REQUIRED ACTION
Copy each line of the entries beneath that contains the word "missing".

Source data

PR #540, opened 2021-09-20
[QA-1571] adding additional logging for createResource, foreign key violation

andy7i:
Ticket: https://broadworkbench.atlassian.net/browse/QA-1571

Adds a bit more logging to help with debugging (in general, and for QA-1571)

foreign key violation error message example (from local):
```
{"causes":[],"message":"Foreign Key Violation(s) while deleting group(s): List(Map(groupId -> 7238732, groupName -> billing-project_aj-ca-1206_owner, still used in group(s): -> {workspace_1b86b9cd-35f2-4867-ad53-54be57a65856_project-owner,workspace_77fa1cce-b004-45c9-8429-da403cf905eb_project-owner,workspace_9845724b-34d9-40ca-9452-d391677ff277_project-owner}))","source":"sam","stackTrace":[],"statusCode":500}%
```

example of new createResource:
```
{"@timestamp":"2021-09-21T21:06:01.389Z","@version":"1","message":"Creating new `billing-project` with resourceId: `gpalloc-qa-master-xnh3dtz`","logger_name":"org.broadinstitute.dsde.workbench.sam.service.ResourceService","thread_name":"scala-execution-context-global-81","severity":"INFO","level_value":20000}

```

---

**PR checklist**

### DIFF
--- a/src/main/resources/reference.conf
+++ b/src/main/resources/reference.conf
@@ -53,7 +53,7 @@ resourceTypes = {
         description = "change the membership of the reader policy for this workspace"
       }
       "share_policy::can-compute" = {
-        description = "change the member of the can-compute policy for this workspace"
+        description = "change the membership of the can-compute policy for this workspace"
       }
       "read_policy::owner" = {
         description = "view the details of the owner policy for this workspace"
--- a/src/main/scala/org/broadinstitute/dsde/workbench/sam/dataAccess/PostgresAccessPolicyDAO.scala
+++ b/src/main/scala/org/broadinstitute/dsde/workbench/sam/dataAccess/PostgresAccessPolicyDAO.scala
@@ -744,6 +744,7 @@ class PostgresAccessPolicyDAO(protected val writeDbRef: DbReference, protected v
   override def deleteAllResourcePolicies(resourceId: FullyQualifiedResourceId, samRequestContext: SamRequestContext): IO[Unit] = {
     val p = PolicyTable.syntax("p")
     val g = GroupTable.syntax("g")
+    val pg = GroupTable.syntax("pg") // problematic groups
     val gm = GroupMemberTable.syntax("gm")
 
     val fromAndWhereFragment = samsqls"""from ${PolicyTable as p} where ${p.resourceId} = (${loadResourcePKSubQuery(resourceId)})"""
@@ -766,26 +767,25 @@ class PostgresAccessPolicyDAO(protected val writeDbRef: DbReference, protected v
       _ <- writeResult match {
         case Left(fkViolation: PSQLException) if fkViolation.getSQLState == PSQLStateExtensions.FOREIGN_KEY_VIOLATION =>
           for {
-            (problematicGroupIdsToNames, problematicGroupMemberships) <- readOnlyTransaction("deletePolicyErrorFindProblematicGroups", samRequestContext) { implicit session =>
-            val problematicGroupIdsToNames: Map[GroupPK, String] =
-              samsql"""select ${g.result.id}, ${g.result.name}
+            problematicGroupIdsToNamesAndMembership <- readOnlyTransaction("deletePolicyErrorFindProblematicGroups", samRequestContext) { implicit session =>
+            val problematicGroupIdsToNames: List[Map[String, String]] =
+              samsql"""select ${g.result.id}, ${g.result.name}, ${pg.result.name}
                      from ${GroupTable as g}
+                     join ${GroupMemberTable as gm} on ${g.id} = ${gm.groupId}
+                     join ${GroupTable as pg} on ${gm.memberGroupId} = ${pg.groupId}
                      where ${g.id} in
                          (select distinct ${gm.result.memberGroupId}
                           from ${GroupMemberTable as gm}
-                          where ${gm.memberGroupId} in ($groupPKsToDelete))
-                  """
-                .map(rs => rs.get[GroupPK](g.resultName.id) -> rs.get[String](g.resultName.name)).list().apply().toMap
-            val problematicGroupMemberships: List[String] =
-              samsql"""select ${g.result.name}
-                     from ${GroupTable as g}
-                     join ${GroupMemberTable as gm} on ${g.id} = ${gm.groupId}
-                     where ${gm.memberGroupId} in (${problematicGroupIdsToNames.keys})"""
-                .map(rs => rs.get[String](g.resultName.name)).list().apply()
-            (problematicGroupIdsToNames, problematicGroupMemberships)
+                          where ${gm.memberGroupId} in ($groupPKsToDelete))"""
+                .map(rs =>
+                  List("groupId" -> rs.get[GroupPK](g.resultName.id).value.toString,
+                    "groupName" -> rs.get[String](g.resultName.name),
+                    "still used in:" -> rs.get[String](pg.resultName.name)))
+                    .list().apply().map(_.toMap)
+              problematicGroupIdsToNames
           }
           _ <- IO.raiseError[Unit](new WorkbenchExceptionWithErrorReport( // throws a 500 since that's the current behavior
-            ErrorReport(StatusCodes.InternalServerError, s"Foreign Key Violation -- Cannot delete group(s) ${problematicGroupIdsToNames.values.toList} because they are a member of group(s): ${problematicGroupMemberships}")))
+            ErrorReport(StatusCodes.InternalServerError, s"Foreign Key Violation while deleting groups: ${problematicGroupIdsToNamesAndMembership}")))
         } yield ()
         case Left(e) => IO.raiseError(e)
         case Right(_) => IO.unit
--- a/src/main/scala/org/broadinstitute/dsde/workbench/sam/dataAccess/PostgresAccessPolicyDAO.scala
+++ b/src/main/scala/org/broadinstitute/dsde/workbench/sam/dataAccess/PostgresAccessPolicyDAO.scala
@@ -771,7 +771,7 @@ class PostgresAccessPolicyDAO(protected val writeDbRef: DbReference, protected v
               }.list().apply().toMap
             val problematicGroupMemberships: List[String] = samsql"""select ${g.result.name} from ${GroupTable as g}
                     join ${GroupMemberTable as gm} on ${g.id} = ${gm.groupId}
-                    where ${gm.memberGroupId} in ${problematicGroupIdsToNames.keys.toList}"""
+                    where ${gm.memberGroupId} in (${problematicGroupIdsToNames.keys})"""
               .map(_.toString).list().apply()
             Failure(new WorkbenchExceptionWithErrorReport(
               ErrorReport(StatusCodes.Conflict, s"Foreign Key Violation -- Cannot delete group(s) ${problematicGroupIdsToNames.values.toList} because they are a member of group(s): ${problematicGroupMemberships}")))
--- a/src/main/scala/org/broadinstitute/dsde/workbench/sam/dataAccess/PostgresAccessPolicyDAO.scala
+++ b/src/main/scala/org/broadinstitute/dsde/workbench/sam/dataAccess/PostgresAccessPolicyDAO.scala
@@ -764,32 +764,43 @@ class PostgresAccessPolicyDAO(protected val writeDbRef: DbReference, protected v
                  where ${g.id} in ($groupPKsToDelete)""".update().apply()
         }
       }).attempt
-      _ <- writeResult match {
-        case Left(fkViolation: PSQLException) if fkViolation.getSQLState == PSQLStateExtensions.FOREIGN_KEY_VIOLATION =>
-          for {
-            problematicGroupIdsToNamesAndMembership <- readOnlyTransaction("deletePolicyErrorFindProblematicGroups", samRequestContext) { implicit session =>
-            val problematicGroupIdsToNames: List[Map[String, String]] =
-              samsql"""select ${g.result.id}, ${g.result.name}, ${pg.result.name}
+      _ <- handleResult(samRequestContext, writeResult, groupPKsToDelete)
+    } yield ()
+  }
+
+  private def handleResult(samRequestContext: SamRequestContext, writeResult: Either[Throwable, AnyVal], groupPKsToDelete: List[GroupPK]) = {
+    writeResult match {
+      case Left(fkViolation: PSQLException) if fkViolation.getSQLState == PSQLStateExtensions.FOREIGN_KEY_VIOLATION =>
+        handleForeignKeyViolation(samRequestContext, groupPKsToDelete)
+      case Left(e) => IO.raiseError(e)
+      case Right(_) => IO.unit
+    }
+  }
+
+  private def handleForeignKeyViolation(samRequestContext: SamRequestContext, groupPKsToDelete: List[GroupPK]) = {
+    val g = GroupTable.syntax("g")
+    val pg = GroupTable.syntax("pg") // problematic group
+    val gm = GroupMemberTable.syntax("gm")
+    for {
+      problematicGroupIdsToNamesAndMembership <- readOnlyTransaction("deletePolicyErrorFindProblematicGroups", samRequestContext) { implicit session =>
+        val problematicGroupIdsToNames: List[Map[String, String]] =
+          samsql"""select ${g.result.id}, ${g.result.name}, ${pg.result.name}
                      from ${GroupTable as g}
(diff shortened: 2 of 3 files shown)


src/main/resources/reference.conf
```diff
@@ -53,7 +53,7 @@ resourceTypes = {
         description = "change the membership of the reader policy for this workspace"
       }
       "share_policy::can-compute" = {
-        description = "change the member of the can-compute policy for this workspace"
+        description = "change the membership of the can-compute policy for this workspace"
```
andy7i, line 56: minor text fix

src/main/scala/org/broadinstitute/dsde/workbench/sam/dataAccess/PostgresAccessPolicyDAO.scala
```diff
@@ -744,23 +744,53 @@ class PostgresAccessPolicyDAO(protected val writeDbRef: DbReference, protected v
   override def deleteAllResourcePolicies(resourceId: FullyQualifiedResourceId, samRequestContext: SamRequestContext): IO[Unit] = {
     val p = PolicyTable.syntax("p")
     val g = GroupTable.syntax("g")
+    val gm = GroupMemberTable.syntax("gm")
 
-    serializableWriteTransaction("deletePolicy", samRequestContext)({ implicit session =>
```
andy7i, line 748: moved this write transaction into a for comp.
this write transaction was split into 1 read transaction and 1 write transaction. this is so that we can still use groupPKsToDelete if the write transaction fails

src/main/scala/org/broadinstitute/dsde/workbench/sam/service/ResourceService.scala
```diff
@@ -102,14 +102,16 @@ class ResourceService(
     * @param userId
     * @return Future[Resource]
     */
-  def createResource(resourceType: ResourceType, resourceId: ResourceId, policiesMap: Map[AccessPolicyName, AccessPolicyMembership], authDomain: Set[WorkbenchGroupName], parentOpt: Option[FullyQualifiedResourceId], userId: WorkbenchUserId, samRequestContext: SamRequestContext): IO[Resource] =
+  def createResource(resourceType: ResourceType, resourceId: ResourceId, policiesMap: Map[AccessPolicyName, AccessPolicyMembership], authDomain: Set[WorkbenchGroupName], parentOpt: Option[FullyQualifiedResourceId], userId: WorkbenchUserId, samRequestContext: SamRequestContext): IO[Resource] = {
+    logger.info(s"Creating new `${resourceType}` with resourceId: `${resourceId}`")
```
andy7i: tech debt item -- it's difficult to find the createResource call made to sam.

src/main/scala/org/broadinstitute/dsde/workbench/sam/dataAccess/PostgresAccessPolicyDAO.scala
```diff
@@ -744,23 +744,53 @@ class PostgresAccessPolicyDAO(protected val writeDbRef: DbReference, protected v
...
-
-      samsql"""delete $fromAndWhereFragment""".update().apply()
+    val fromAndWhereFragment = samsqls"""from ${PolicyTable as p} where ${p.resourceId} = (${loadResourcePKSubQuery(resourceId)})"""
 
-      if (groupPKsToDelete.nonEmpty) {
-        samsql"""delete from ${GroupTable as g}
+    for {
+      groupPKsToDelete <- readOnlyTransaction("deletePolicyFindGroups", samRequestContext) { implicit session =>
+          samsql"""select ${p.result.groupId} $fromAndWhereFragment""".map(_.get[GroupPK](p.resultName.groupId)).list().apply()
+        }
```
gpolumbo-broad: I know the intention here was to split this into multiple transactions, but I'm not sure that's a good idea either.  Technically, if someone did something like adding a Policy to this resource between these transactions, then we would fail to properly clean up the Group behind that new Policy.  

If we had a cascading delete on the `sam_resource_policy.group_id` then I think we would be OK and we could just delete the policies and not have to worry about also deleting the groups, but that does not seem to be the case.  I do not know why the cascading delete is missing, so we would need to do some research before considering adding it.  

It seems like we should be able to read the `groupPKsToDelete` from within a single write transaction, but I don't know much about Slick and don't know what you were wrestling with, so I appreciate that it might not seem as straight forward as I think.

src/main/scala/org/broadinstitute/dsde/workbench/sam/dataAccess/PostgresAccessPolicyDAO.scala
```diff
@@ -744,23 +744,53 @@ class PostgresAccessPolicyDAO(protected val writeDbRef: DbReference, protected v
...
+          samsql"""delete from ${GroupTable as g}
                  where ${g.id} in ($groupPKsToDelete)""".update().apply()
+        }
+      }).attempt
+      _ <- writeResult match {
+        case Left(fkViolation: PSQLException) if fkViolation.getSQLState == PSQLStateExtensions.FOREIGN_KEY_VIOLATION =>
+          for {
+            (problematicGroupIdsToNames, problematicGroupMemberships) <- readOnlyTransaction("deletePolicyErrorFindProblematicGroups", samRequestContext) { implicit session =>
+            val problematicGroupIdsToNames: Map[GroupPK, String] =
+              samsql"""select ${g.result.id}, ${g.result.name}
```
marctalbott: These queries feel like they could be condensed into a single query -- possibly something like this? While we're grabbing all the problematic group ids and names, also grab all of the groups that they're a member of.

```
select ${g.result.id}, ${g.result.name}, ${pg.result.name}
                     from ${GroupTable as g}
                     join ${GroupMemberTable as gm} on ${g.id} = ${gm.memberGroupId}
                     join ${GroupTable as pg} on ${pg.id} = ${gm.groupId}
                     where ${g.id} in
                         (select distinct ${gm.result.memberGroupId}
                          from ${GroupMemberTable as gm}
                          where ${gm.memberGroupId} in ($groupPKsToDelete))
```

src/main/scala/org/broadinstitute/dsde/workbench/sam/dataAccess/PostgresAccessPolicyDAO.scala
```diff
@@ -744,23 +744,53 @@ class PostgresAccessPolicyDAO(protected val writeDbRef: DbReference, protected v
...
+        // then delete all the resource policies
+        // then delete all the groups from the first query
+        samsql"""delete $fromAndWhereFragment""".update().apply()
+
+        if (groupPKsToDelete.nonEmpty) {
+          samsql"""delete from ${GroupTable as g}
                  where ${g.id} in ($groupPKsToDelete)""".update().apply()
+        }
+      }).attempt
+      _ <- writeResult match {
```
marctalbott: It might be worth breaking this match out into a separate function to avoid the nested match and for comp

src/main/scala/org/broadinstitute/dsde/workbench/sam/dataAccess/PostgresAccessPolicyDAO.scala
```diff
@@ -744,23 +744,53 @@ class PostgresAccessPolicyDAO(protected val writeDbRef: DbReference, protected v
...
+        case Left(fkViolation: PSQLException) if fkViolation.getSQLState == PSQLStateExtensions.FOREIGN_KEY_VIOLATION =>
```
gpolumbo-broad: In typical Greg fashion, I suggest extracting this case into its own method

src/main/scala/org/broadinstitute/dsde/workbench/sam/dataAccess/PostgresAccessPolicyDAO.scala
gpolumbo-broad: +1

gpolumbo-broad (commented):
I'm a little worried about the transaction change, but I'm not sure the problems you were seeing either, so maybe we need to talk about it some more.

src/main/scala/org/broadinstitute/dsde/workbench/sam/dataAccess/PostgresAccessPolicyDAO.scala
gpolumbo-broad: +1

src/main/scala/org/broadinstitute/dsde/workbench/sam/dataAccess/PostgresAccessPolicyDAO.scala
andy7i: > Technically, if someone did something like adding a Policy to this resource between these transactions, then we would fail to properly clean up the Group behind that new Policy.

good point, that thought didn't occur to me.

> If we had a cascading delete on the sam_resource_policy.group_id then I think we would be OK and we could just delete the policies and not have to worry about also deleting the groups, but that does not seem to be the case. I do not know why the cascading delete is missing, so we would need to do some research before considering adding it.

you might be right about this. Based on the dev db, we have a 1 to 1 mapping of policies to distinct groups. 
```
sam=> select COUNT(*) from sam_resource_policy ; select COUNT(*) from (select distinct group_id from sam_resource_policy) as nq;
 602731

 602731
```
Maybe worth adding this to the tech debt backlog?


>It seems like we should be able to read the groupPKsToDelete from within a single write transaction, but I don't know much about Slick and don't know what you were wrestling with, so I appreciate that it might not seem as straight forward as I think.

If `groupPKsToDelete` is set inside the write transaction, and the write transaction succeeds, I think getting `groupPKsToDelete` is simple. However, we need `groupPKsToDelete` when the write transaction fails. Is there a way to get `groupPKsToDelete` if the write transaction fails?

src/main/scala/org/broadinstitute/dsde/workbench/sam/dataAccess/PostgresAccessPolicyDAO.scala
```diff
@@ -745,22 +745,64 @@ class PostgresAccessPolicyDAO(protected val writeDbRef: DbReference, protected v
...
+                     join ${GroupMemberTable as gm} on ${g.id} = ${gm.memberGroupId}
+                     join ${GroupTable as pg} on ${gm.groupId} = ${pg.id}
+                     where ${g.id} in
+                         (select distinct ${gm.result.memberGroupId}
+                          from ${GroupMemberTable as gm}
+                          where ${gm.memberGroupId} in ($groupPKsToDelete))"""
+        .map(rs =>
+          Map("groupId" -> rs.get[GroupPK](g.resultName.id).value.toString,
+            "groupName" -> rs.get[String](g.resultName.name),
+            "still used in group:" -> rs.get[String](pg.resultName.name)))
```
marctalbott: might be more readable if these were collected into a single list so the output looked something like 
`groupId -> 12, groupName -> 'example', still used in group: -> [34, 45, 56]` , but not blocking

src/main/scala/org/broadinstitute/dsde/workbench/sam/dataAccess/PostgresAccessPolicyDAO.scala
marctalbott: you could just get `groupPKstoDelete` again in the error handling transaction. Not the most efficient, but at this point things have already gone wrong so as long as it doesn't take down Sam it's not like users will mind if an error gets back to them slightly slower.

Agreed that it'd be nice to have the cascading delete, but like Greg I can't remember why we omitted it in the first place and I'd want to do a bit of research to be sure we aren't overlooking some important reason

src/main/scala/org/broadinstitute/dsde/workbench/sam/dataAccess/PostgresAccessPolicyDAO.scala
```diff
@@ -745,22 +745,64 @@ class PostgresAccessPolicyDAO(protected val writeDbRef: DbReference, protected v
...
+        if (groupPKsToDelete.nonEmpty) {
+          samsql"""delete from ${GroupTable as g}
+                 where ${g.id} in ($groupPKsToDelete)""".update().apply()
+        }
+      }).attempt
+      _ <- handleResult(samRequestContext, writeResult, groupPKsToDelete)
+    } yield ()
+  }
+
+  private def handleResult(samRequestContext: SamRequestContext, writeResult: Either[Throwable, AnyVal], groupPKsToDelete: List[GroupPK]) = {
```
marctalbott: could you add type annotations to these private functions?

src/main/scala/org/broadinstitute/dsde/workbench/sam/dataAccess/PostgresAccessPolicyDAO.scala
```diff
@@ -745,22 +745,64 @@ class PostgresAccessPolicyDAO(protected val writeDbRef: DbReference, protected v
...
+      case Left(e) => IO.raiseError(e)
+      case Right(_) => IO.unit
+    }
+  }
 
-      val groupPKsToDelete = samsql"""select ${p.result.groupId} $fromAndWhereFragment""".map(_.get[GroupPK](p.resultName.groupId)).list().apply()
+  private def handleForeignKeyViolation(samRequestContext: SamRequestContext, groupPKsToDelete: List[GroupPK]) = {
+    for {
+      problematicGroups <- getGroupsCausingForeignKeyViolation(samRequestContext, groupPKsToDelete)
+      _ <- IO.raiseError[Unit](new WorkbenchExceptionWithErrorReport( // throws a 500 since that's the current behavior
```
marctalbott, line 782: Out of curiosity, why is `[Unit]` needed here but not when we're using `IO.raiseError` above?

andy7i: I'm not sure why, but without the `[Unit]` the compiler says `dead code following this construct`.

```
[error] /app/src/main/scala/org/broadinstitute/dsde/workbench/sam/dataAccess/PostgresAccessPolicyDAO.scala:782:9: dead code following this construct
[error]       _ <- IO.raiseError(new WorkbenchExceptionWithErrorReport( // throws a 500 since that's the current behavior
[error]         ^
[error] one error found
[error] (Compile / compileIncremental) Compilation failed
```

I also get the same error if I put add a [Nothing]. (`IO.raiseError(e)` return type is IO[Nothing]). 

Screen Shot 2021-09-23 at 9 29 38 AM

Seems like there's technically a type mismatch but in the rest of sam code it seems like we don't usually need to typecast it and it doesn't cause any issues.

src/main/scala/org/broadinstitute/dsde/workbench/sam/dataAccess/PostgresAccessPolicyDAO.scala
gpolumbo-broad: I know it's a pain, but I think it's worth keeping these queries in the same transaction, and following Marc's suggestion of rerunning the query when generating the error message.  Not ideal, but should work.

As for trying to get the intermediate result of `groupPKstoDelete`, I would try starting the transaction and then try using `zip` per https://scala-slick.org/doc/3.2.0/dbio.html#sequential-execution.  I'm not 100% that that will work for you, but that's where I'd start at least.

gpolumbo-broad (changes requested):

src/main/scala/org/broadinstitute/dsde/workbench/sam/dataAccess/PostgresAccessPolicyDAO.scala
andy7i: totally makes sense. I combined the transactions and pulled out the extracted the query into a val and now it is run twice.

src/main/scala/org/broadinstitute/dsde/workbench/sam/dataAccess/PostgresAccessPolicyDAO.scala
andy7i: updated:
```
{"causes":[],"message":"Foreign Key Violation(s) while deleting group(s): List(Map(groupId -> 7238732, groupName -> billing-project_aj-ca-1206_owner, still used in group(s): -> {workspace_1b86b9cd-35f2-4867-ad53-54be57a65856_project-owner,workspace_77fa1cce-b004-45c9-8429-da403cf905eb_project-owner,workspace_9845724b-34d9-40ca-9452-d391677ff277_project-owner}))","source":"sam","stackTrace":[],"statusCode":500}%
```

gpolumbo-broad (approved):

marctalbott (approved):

WRITTEN ANSWER
If we had a cascading delete on the `sam_resource_policy.group_id` then I think we would be OK and we could just delete the policies and not have to worry about also deleting the groups, but that does not seem to be the case.  I do not know why the cascading delete is missing, so we would need to do some research before considering adding it.  
> If we had a cascading delete on the sam_resource_policy.group_id then I think we would be OK and we could just delete the policies and not have to worry about also deleting the groups, but that does not seem to be the case. I do not know why the cascading delete is missing, so we would need to do some research before considering adding it.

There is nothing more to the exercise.